While it was not known whether the hacker had found any buyers, the BBC's security team responded to the issue on Saturday and believed it had secured the site, Reuters quoted a person familiar with the cleanup effort as saying.
According to the report, it could not determine whether the hackers stole data or caused damage in the attack.
It was not clear how the BBC, the world's oldest and largest broadcaster, used that site, ftp.bbc.co.uk, as FTP systems are meant for managing the transfer of large data files over the internet.
Hold Security LLC, a cyber-security firm in Milwaukee that monitors underground cyber-crime forums in search of stolen information, first detected the attack.
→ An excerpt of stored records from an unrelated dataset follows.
PR #1418, opened 2019-09-18
spec: Use macros where appropriate

mgrabovsky:
In the process, also fix rpmlint warnings and escape macros in comments.


xsuchy:
LGTM

PR #1419, opened 2019-09-18
Remove abrt-hook-ccpp

ernestask:
With Fedora 26, abrt-ccpp.service is no longer in the system preset and
systemd-coredump took its place:
https://fedoraproject.org/wiki/Changes/coredumpctl

With that, it no longer makes sense to maintain the code, given that no
new user will have it enabled.


ernestask:
This will break integration tests.

ernestask:
The breakage is related to certain tests fiddling with running services (i.e. stopping abrtd also stops abrt-journal-core and then things don’t happen). Hopefully fixed those. Some other ones fail due to recent CLI changes, but I’m cooking up fixes that will go to the other PR.

tests/runtests/docker-essentials/runtest.sh
```diff
@@ -1,123 +0,0 @@
...
-        wait_for_process "abrt-hook-ccpp"
-        rlRun "abrt status > new_status"
-        rlAssertDiffer new_status old_status
-        rlRun "sed -i 's/1/2/' old_status"
-        rlAssertNotDiffer new_status old_status
-
-        rlRun "docker rm abrt_integration_test abrt_integration_test1"
-    rlPhaseEnd
-
-    rlPhaseStartTest "Kill sleep in fedora image with ccpp-plugin"
```
mkutlak: Any reason to remove the whole test instead of just this `ccpp-hook` part?


I think you can remove the `wait_for_process "abrt-hook-ccpp"` on line 74 as it looks to me as a Copy Pasta mysteak.

mkutlak:
Other than that it looks good to me.


Au revoir abrt-hook-ccpp. :wave:

tests/runtests/docker-essentials/runtest.sh
ernestask: I removed everything that looked like testing `abrt-hook-ccpp` exclusively, so probably just an oversight from my end.

tests/runtests/aux/test_order
```diff
@@ -24,24 +24,13 @@ abrt-crash-unpackaged
...
 ccpp-plugin-java
-ccpp-plugin-config
-ccpp-plugin-hook-unwind
-ccpp-plugin-selinux
-ccpp-plugin-debug
-ccpp-plugin-core-size
 python3-addon
 
-# - containers
-docker-essentials
```
mkutlak: Keep this to run the test. (same in test_order.rhel8)

mkutlak:
@trapas retest this please

PR #1422, opened 2019-10-16
Use correct paths for installed Python modules

mgrabovsky:
According to the [packaging guide](https://docs.fedoraproject.org/en-US/packaging-guidelines/Python/#_macros), we should be using `%{python3_sitelib}` to install Python modules rather than `%{python3_sitearch}` which is more suitable for compiled extensions. This also needs to be reflected in the automake scripts, where we need to replace `$(pyexecdir)` with `$(pythondir)`. (See [automake manual](https://www.gnu.org/software/automake/manual/html_node/Python.html).)

This is a follow-up to 20dcf7fb4.

### DIFF
--- a/abrt.spec.in
+++ b/abrt.spec.in
@@ -935,14 +935,14 @@ killall abrt-dbus >/dev/null 2>&1 || :
 %{_journalcatalogdir}/python3_abrt.catalog
 %config(noreplace) %{_sysconfdir}/libreport/plugins/catalog_python3_format.conf
 %{_mandir}/man5/python3_event.conf.5*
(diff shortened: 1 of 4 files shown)


ernestask:
And what about the changes in build files? How do those differ, exactly?

ernestask:
Right, so https://www.gnu.org/software/automake/manual/html_node/Python.html says that `pyexecdir` is for shared libraries.

mgrabovsky:
Yes, yes, I'll update the commit message.

mgrabovsky:
Updated the commit message and description. (Sorry for the delay, I was having my vision checked.)

PR #1423, opened 2019-10-19
Bump GLib dependency version to >=2.55.1

mattst88:
g_application_set_option_context_summary was introduced in glib 2.55.1.

Bug: https://bugs.gentoo.org/682840


trapas:

ernestask:
Oops, thanks.

PR #1425, opened 2019-11-08
cli: Print usage if non-action option passed without a command

ernestask:
See commits.

Fixes https://bugzilla.redhat.com/show_bug.cgi?id=1770034


mgrabovsky:
Looks good 👍

PR #132, opened 2015-03-25
EGlib correction to vanishing molar concentrations

SylvainPlessis:
This concerns the diffusion calculations, it computes modified diffusion terms to ensure computational stability with respect to vanishing concentrations.

This is the EG lib way of doing it, documentation of EG lib is [here](http://blanche.polytechnique.fr/www.eglib/).

I'd like some agreement on the choice of the value of epsilon before merging.

```
// EGlib traces management, see doc: http://blanche.polytechnique.fr/www.eglib/manual.ps
// page 5
// EGlib uses eps = 1e-16
       typename raw_value_type<StateType>::type eps(std::numeric_limits<StateType>::epsilon() * 10);
```


pbauman:
@SylvainPlessis did you ever notice any actual large sensitivity due to this issue?

SylvainPlessis:
@pbauman, actually I've never play chemistry in such conditions (almost pure).  They did seem concerned about that in the documentation.

PR #134, opened 2015-04-03
capability to remove a reaction

SylvainPlessis:
it decreases the index of all following reactions.

If for some reason you have a map of the reactions, this method requires to
update it, Antioch doesn't, so we're cool here.

This is the commit message, says pretty much all.

This method is needed for any purging of reactions.  For instance in PINC I want some system to be in stationary state, thus I need every molecule to have a chemical loss and a chemical production rate. This method enable to automatically modify by pruning the reaction set to avoid well species.


roystgnr:
Looks entirely reasonable.

PR #84, opened 2014-10-27
Kin reset

SylvainPlessis:
graph

Here is the branch for resetting the kinetics.  This is the first step, the type of resetting @pbauman talked about, the wrapper method with paranoid checks will come in a future PR.

##### Resetting
To reset your kinetics, you need first to get to your kinetics object, then you reset.  The tests (*kinetics_type*_unit.C) have been updated and provide nice examples on what to do once you have your rate object.
```
ReactionSet<Scalar> reac_set;
...do stuff...
// reinitialize reaction n
KineticsType<Scalar> & kinetics = reac_set.reaction(n).forward_rate();
VectorType new_values;
... fill new_values ...
kinetics.reset_coefs(new_values);
```
You can use at this level any method shown in the tests that uses the vector of values.  If you want to reset a single parameter (say Cf in a Kooij model), you need to change the ```KineticsType<Scalar>``` into the appropriate rate, here ```KooijRate<Scalar>```:
```
ReactionSet<Scalar> reac_set;
...do stuff...
// reinitialize reaction n
KooijRate<Scalar> * kinetics = static_cast<KooijRate<Scalar>*> (&reac_set.reaction(n).forward_rate());
Scalar new_Cf_value;
... define new_Cf_value ...
kinetics->set_Cf(new_Cf_value);
```

The subtleties about units are dealt with the parameters ```Tref``` and ```rscale``` (which is the value of R in the unit of given activation energy).  For details, see the doxygen documentation on the rate models (method ```reset_coefs```).

For third-body coefficients, the object ```Reaction<Scalar>``` already has what's necessary:
```
ReactionSet<Scalar> reac_set;
...do stuff...
// reinitialize third-body coefs of reaction n
Reaction<Scalar> & reac = reac_set.reaction(n);
... looping over species...
reac.set_efficiency(name_spec,id_spec,value_coef_spec);
```
And finally, for the falloff reactions, you can access the falloff model (Lindeman or Troe) using:
```
DesiredFalloffModel & falloff = reac_set.reaction(n).falloff()
... do whatever ...
```

##### For reviewers
Lots of lines, but always the same thing, mainly the ```reset_coefs``` method in the kinetics rates.  Only the tests for the reset of the kinetics objects have so far been made (update of the already existing tests), except for the photochemistry.  The falloff model fetch has not been added to the test (it's but a wrapper of the corresponding method in the ```FalloffReaction<Scalar>``` object).

PR #135, opened 2015-04-10
Resetting a specific parameter declared in input file

SylvainPlessis:
It'a work still in progress, but as feedback is really wanted, the whole thing will come to life before your eyes.  There's no [DO NOT MERGE] tag so here's a nice question one just to show there's more to it than meets the eye.

So the idea here is to be able to specify in an input file parameters we want to be perturbed, therefore reset.  Human-friendliness requires to have a string-to-parameter map, here's how it goes.

Below the kinetics part, the transport part should be easy to do already, but it's worth to go through it after the kinetics done, so we are comprehensive (same comment for thermo).

### context

A reaction has two levels, the chemical process and the kinetics model.  The XML parser already has string keywords for the parameters, ChemKin format is hard-coded so there's very little need of keywords (and no keyword for the parameters we're interested in), and ASCII can't parse the kinetics.  So XML keywords we go! They will be in italics for easy of read.
An example of every type of reaction can be found in the ```test/input_files/test_parsing.xml``` file.

A kinetics model contains a subset of the parameters *A, b, E, D, lambda, cross_section*. Now depending on the chemical process, we have different requirements as of how do we recognize them:
  - Elementary process: nothing special.
  - Duplicate process: in this we have k = sum_i ki(Ai, bi, Ei,...), so we need to know which one we're talking about.
  - Three-body: we need the *efficiencies* per species.
  - Falloff (whatever): it requires to know if we are in the low-pressure rate (*k0*) or the high-pressure rate (kinf - it's not a typo, there's no keyword).  I propose **0** and **inf**.
  - TroeFalloff: we need the parameters *alpha, T1, T2, T3*.
  - Three-body falloff: I don't want to talk about this...

### input file
So here's how the input file would show up, the reactions are taken from the ```test/input_files/test_parsing.xml``` file (we talked about this with Roy, but I still want to be sure you saw, read, agreed to it, please comment):
```
Antioch/0008/A/0
Antioch/0008/b/2

Antioch/0014/efficiencies/CH4

Antioch/0022/D/inf

Antioch/0032/E/0
Antioch/0032/alpha
```

So the reaction ```0008``` is a duplicate, the indexes range from 0 to 2.  We're asking here to modify the pre-exponential parameter of the first and the power parameter of the last, they're indexed in the order they come.  We should probably add the capability to explicitely give the order in the input.

Reaction ```0014``` is a three body, we're changing the efficiency of CH4 from the default of 1 to whatever.

Reaction ```0022``` is a Lindemann falloff, we're changing the Berthelot parameter of the high-pressure rate.

Reaction ```0032``` is a Troe falloff, we're changing the activation energy of the low pressure rate and the alpha parameter of the Troe model.

### the code

So the first step is to add an id to the reaction.  We already have those ids, the parsers provide them for warning messages purpose, so the first commit just change the ```Reaction``` object to store it and adds the setting line while parsing.

Next step will be to implement at the ```ReactionSet``` level the capacility to pinpoint a specific parameter and change its value.  A method of the taste:
```
void set_parameter_of_reaction(const std::string & reaction_id, const std::vector<std::string> & parameter_keywords, CoeffType new_value);
```
Fondamentally, this method would use a capability similar to the one described in PR #84, with the difference that you reset only one parameter and not the whole thing:
```
// find reaction_id, index r
... loop on reactions, test reaction_id == reaction(r).id() ...

... find the wanted parameter defined by the different keywords...

// either 
//   kinetics parameter this of rate number that
// or 
//   parameter this of chemical process
if(change_kinetics_model) // kinetics parameter
{
  reset_parameter_of_rate(reaction(r).forward_rate(that),this,new_values);
}else // chemical process parameter
{
  reset_parameter_of_chemical_process(this, new_value);
}
```

So we need to write the ```reset_parameter_of...``` methods and the details of the finding with appropriate checks.
The ```reset_parameter_of...``` methods are to be in the ```src/kinetics/.../kinetics_parsing.h``` and ```src/kinetics/.../reaction_parsing.h``` files.

Comments welcome.

### DIFF
--- a/src/kinetics/include/antioch/kinetics_enum.h
+++ b/src/kinetics/include/antioch/kinetics_enum.h
@@ -68,6 +68,16 @@ namespace Antioch
       return 1.0; // this HAS to stay this way because it is hard-coded for performances (see eq. above)
     }
 
+    enum Parameters{ A = 0,
+                     B,
+                     E,
+                     D,
+                     T_REF,
+                     R_SCALE,
+                     SIGMA,
+                     LAMBDA
+                   };
+
   } // end namespace KineticsModel
 
 } // end namespace Antioch
--- a/src/kinetics/include/antioch/kinetics_enum.h
+++ b/src/kinetics/include/antioch/kinetics_enum.h
@@ -76,7 +76,11 @@ namespace Antioch
                      T_REF,
                      R_SCALE,
                      SIGMA,
-                     LAMBDA
+                     LAMBDA,
+        // now for the falloff, we need to know if we want
+        // the low-pressure limit or HIGH
+                     LOW_PRESSURE,
+                     HIGH_PRESSURE
                    };
 
   } // end namespace KineticsModel
--- a/src/kinetics/include/antioch/kinetics_enum.h
+++ b/src/kinetics/include/antioch/kinetics_enum.h
@@ -68,7 +68,8 @@ namespace Antioch
       return 1.0; // this HAS to stay this way because it is hard-coded for performances (see eq. above)
     }
 
-    enum Parameters{ A = 0,
+    enum Parameters{ NOT_FOUND = 0,
+                     A,
                      B,
                      E,
                      D,
--- a/src/kinetics/include/antioch/kinetics_parsing.h
+++ b/src/kinetics/include/antioch/kinetics_parsing.h
@@ -55,7 +55,7 @@ namespace Antioch
   template <typename CoeffType, typename VectorCoeffType, typename ParamType>
   void reset_parameter_of_rate(KineticsType<CoeffType,VectorCoeffType> & rate,
                                KineticsModel::Parameters parameter,
-                               const ParamType & new_value);
+                               const ParamType new_value);
 
 
 //----------------------------------------
@@ -216,7 +216,7 @@ namespace Antioch
   template <typename CoeffType, typename VectorCoeffType, typename ParamType>
   void reset_parameter_of_rate(KineticsType<CoeffType,VectorCoeffType> & rate,
                                KineticsModel::Parameters parameter,
-                               const ParamType & new_value)
+                               const ParamType new_value)
   {
     switch(rate.type())
       {
--- a/src/kinetics/include/antioch/kinetics_parsing.h
+++ b/src/kinetics/include/antioch/kinetics_parsing.h
@@ -28,6 +28,7 @@
 
 //Antioch
 #include "antioch/antioch_asserts.h"
+#include "antioch/metaprogramming_decl.h"
 #include "antioch/kinetics_type.h"
 #include "antioch/constant_rate.h"
 #include "antioch/hercourtessen_rate.h"
@@ -55,7 +56,7 @@ namespace Antioch
   template <typename CoeffType, typename VectorCoeffType, typename ParamType>
   void reset_parameter_of_rate(KineticsType<CoeffType,VectorCoeffType> & rate,
                                KineticsModel::Parameters parameter,
-                               const ParamType new_value);
+                               const ParamType new_value, const std::string & unit = "SI");
 
 
 //----------------------------------------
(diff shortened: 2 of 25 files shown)


SylvainPlessis:
Here is some more.  Not yet finished.

This is done by adding a ```set_parameter(KineticsModel::Parameters par, const CoeffType & value)``` to the kinetics models.  One annoying thing is the photochemical model requires a ```CoeffType``` version of this method to be compatible with the rest of the kinetics model, and once I update the photochemical test with it, the other kinetics models will probably require a similar compatibility method.

This raises an interesting question: how do we specify the ```VectorCoeffType``` that is wanted?  Right now this is necessarily a ```std::vector<CoeffType>``` and is set in the ```read_reaction_set_data()``` method.  Solving this is outside the scope of this PR, and I think that compatible methods are enough, but there is some interesting work to be done there.

src/kinetics/include/antioch/reaction.h
```diff
@@ -123,6 +123,12 @@ namespace Antioch
     //! \returns the equation for this reaction.
     std::string equation() const;
 
+    //! \returns the reaction id.
+    std::string id() const;
```
pbauman: Let's have this return a `const std::string&` to avoid the string copy?

src/kinetics/include/antioch/kinetics_parsing.h
```diff
@@ -51,6 +51,15 @@ namespace Antioch
   template<typename CoeffType, typename VectorCoeffType, typename VectorType>
   void reset_rate( KineticsType<CoeffType,VectorCoeffType> & kin, const VectorType & coefs);
 
+  // ParamType is either VectorCoeffType or CoeffType
+  template <typename CoeffType, typename VectorCoeffType, typename ParamType>
+  void reset_parameter_of_rate(KineticsType<CoeffType,VectorCoeffType> & rate,
+                               KineticsModel::Parameters parameter,
+                               const ParamType & new_value);
```
pbauman: Why passing the `ParamType` as a reference? This seems dangerous. Don't we want to pass by value here?

pbauman: Likewise in all the methods where `new_value` is passed by reference. I think we should just be setting the value here.

SylvainPlessis:
Returning a ```std::string``` instead of a const reference was a clear mistake, I changed also the equation getter.  The idea behind the reference for the new value was that in the case of photochemistry, those new values are vectors.  Now this is the setting part, and photochemistry is quite rare, so if you prefer copying, I have no good argument against.

pbauman:
Maybe it makes sense to have a different interface for the photochemistry then? i.e. a `VectorCoeffType` interface where we can pass by reference?

SylvainPlessis:
Woah… This is way too smart for a pre-caffeinated morning...

pbauman:
Maybe not because it's starting to make methods for specific cases which may mean I'm thinking in the wrong direction. I'll be interested in @roystgnr thoughts (when he can come up for air).

SylvainPlessis:
There might be (I want it anyway) in some future a meta-programming stuff to play with this to support vectorization of the ```CoeffType``` type.  The idea is to have a short number of reactions, one per type, and vectorize them to have the full chemical network.  We could potentially gain some good computing time.
So I'm not sure this might go in any wrong/right direction.

Now this vectorization is at the very start of the process, so it still might be worth it to care for it in the meantime.

src/kinetics/include/antioch/kinetics_enum.h
```diff
@@ -68,6 +68,16 @@ namespace Antioch
...
+    enum Parameters{ A = 0,
+                     B,
+                     E,
+                     D,
+                     T_REF,
+                     R_SCALE,
+                     SIGMA,
+                     LAMBDA
+                   };
+
```
roystgnr: Do we have any string_to_enum conversion for these?

SylvainPlessis: I'm not yet at this part, the string will be given at the ```ReactionSet``` level, which will perform both the reaction scanning then the string to enum conversion (using a free method of _string_utils.h_, to be implemented).  I'm leaning towards a switch statement and not building a map, as all the keywords will all be at the same easily `foundable' place.

SylvainPlessis:
This is sorry code, see issue #137 for more details.
I added the compatibility version of the reset methods in all the kinetics models, updated properly the photochemical rate test: it uses both type of resetting the parameter, the rate constant method and the higher level free method which requires all kinetics models objects to be consistent with themselves.

One question for the high level methods: this is resetting one parameter, but it seems that setting it would be better appreciated.

Basically, should the methods at the reaction and reaction set level be called ```reset_parameter_of_reaction``` of ```set_parameter_of_reaction```?

SylvainPlessis:
One important question: what about the unit of the new coefficients?

All informations on the unit is not stored, it is during the reading part, all is converted to SI, then lost.  Should we support custom units in resetting or is it to the user`s responsibility to convert them in SI?

If we support it, how should we declared it and where is it read?  The easiest would be:

```ReactionSet<CoeffType>::set_parameter_of_reaction(const std::string & reaction_id, const std::vector<std::string> & keywords, CoeffType new_value, const std::string & unit = std::string())```

When no unit is provided, SI is assumed.  How do we format the input file?

**Comment by SylvainPlessis** [comment]
Alright first version (unit-wise) of the resetting.  There is no unit testing, SI is therefore assumed.  I'll add the proto unit version by adding the default argument, I'd like to have a little bit of feedback before implementation.

**Comment by SylvainPlessis** [comment]
Alright so I've assumed an input file of the form
```
Antioch/0008/A/0/some unit
Antioch/0008/b/2

Antioch/0014/efficiencies/CH4

Antioch/0022/D/inf/some unit

Antioch/0032/E/0/some unit
Antioch/0032/alpha
```

The unit is optional, is none is provided, SI is assumed.  Antioch takes the unit to be the last (well, actually the following) string given in the ```keywords``` vector of strings.

roystgnr:
So if no unit is specified we assume SI input, if one is we convert?  That's perfect!

SylvainPlessis:
Almost perfect, there is no check whatsoever if there is consistency.

SylvainPlessis:
I think this is the last commits.  Now all the different cases are taken care of, with the subtle Ea case.  The only danger left now is (minus bugs) the no-check.  It's so bad that if you want to reset say the pre-exponential parameter, if you say that the unit is Pascal per litre, it'll just convert it to Pascal per meter cube and be happy with it.

roystgnr:
Looks good, modulo what we just discussed about needing a string-based getter too.  If you want to add get_parameter_of_reaction() to this branch, IMHO we should be ready to merge right afterward.  If you want to merge this right now and put get_parameter_of_reaction() in a separate PR, that's okay too.

SylvainPlessis:
It's better to add it here I think, it should not be overly complicated, and I'll have a nice get/set loop test to add to the _kinetics_regression.C_ test.

I need also to add commentaries, more commentaries, lots of commentaries…

SylvainPlessis:
Last updates:
  - no more troubles between ```CoeffType``` and ```VectorCoeffType```, only ```CoeffType``` parameters are passed and reset.  Thus the fork between photochemistry and the other is done by overloading the methods, see ```Reaction``` and ```KineticsType``` for the details.
  - more comments.
  - the *get* methods

roystgnr:
Regarding the VectorCoeffType case: we decided to handle that the same way we handle the multi-reaction case: with a number as a keyword after the parameter name to index into the conceptually-vector parameter.

I think @pbauman was happy with all the other design decisions after our IM discussion.

The diffs look fantastic to me.  I'll run this through the usual tests now and merge as soon as they pass.

pbauman:
:+1: once @roystgnr is done testing.

PR #138, opened 2015-04-22
Add antioch_do_once for warnings

roystgnr:
Without a do_once test (and some cerr->cout switches), the verbosity in parallel GRINS runs was unbearable.


pbauman:
Thanks for this. Can we set this to 0.3.0-release instead? Then we can merge to master.

roystgnr:
It's just two commits, and when I try to set up a PR it wants to pull in everything else from master too, so let me try just manually cherry-picking.

roystgnr:
Okay, got it into 0.3.0-release.  I'll merge directly from this for the copy in master.

PR #142, opened 2015-04-23
Upgrade/sensitivity

SylvainPlessis:
Same remark for the tag than the get/set PR.  This is a work in progress, but quite big so it comes slowly and progressively.

This is the first implementation of the derivative with respect to parameters for the kinetics.  Except for the photochemistry, all models have the ```sensitivity_*PARAMETER*``` implemented, both with the ```StateType T``` and the ```KineticsConditions cond``` version.  To limit overloading, I've also added a structure, ```return_type<T>```.  This returns ```T``` except if ```T``` is a ```KineticsConditions``` object, in which case it returns a ```StateType```.

So this enables to have two fork methods for every kinetics models:
```
typename return_type<InputType>.::type
  operator(const InputType & T) const {return this->rate(T);}

typename return_type<InputType>::type
  sensitivity(const InputType & T, KineticsModel::Parameters parameter) const;
```

The used methods within theses (```rate``` and ```sensitivity_*PARAMETER*```) are overloaded to enable both versions of the temperature.   A good idea for the future would be to use a similar design for ```derivative```.

### DIFF
--- a/src/core/include/antioch/kinetics_conditions.h
+++ b/src/core/include/antioch/kinetics_conditions.h
@@ -143,6 +143,13 @@ namespace Antioch{
      return _temperature;
   }
 
+ // partial specialization for the return_type
+  template <typename StateType, typename VectorStateType>
+  struct return_type<KineticsConditions<StateType,VectorStateType> >
+  {
+     typedef StateType type;
+  };
+
 } //end namespace Antioch
 
 #endif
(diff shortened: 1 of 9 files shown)


SylvainPlessis:
Alright I'm almost there (tests not considered…).  Everything's in place for kinetics but only with the enum.  I need to know exactly how the strings will be passed to Antioch for this.  This computations will be heavily performed, so passing a string to ```KineticsEvaluator``` to perform string-to-enum operation does not sound a good idea…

According to the firm's founder and chief information security officer, Alex Holden, who spoke to Reuters, the firm's researchers observed a notorious Russian hacker known by the monikers "HASH" and "Rev0lver," attempting to sell access to the BBC server on 25 December.
Holden added, "HASH" tried to convince high-profile hackers that he had infiltrated the site by showing them files that could only be accessed by somebody who really controlled it. The hacker posted files that could have been accessed only by someone in control of the server in a bid to prove he had gained access to the BBC server.
It is not known, whether "HASH" found willing buyers, but it could be inferred that anyone who was willing to pay the access fee had around 72 hours for downloading all the sensitive information located on the hacked server.
Though there was no evidence of transaction between the hacker and the buyer, such transactions are always carried out clandistinely and lack of evidence did not constitute definite proof that no data had been stolen, the report said.
According to Justin Clarke, a principal consultant for the cybersecurity firm Cylance Inc, who spoke to Reuters, "HASH" was offering access to a minor server within the complex structure of BBC network, but serious criminals could be interested in buying such access in order to stage serious data heists.
He said, accessing that server established a foothold within BBC's network which might allow an attacker to pivot and gain further access to internal BBC resources.